- Born: 1940 (age 85–86) Pasadena, California, United States
- Education: Bryn Mawr College (BA) Yale University (PhD)

= Elizabeth Wayland Barber =

American textile archaeologist and writer

Elizabeth Jane Wayland Barber ( Wayland; born 1940) is an American scholar and expert on archaeology, linguistics, textiles, and folk dance as well as professor emerita of archaeology and linguistics at Occidental College.

==Early life==
Elizabeth Jane Wayland was born in 1940 in Pasadena. She became interested in archaeology at a young age because of her love of interdisciplinary sciences. Her family moved to France during her childhood, where she learned French, beginning her interest in linguistics. She first developed expert sewing and weaving skills under her mother's tutelage.

==Scholarly work==
She earned a bachelor's degree from Bryn Mawr College in Archaeology and Greek in 1962. Her chief mentor was Mabel Lang from whom she learned Linear B and who advised her honors thesis on Linear A. In addition to Lang, Wayland wrote her thesis under Emmett Bennett Her thesis used computer indices of the Hagia Triada Linear A texts in an attempt to decipher its signs and symbols. The computer indices were made via punched cards, a method which was preceded by the work of Alice Kober on Linear B. She earned her PhD from Yale University in linguistics in 1968. Her doctoral study at Yale University was supervised by Sydney Lamb, under whom she wrote her dissertation, "The Computer Aided Analysis of Undeciphered Ancient Texts."

==Books==
Her books include Prehistoric Textiles: The Development of Cloth in the Neolithic and Bronze Ages with Special Reference to the Aegean (1992), Women's Work: The First 20,000 Years; Women, Cloth, and Society in Early Times (1995), The Mummies of Ürümchi (1999), When They Severed Earth from Sky: How the Human Mind Shapes Myth (2004; coauthored with husband Paul T. Barber), The Dancing Goddesses: Folklore, Archaeology, and the Origins of European Dance (2013), Resplendent Dress from Southeastern Europe: A History in Layers (2013), and Two Thoughts with but a Single Mind: Crime and Punishment and the Writing of Fiction (2013; co-authored with husband P.T. Barber and Mary Zirin).

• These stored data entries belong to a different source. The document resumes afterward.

PR #9845, opened 2022-07-28
Removed deprecated permission from test cases

latran:
The list of permissions does not include `Environment` or `ConfigGroup` anymore.  Removing these so tests can pass.

Test results:
```
pytest tests/foreman/cli/test_contentview.py -k test_positive_sub_host_with_restricted_user_perm_at_custom_loc
=============== 1 passed, 128 deselected, 2 warnings in 609.99s (0:10:09) ==============

pytest tests/foreman/cli/test_contentview.py -k test_positive_sub_host_with_restricted_user_perm_at_default_loc
============= 1 passed, 128 deselected, 2 warnings in 675.06s (0:11:15) ================
```

### DIFF
--- a/tests/foreman/cli/test_contentview.py
+++ b/tests/foreman/cli/test_contentview.py
@@ -2162,7 +2162,6 @@ class TestContentView:
                the following permissions::
 
                 - (Miscellaneous) [my_organizations]
-                - Environment [view_environments]
                 - Organization [view_organizations],
                 - Katello::Subscription: [
                     view_subscriptions,
@@ -2171,7 +2170,6 @@ class TestContentView:
                     import_manifest,
                     delete_manifest]
                 - Katello::ContentView [view_content_views]
-                - ConfigGroup [view_config_groups]
                 - Hostgroup view_hostgroups
                 - Host [view_hosts, create_hosts, edit_hosts]
                 - Location [view_locations]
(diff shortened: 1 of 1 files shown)


ogajduse:
Does this PR relate to Sat 6.11 or 6.12?

jameerpathan111:
> The list of permissions does not include `Environment` or `ConfigGroup` anymore. Removing these so tests can pass.

Does this have anything to do with Puppet not being enabled on Satellite?

jameerpathan111:
> Hi @jameerpathan111 , these tests do not use Puppet or have anything to do with puppet.

So I checked with @vsedmik and these permissions are available on puppet enabled satellite.
We can remove them as we are running this test on a puppet-disabled satellite.

ogajduse (approved):
ACK based on @jameerpathan111's and @vsedmik's investigation.
Question: Would it make sense to rewrite one or more tests to use the `session_puppet_enabled_sat` fixture instead of `target_sat`?

latran:
It only makes sense if the test is puppet related or if the closed loop has puppet in it or it has significant data related to puppet.  For anything that was split out like this one, I wouldn't be too concern with covering it for puppet.  I'll let @vsedmik make the decision on that.

vsedmik (approved):
I agree with @latran - these tests do not relate to puppet anyhow and even do not use the puppet-related permissions for their functionality. So +1 to remove the permissions and have the tests run against the default target_sat. Though it is possible, it does not make sense to have them run against the puppet-enabled Satellite only for the sake of keeping the permissions in.

pondrejk (approved):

Among other things, she has proposed that if 19th-century scientists had thought to name prehistorical periods with an eye on women's work and the things they invented, instead of focusing their naming only on men's more durable inventions (Iron Age, Bronze Age, etc.), that they might have acknowledged women's invention of string as what she has named “The String Revolution.”

==Personal life==
In addition to her academic work, as of 2009 she has directed and choreographed for her own folk and historical dance troupe for 38 years.

In 2016 and 2017, Barber's dance troupe performed at UCLA (See Video), Occidental College, and 2017 Sunshine Statewide Folk Dance Festival.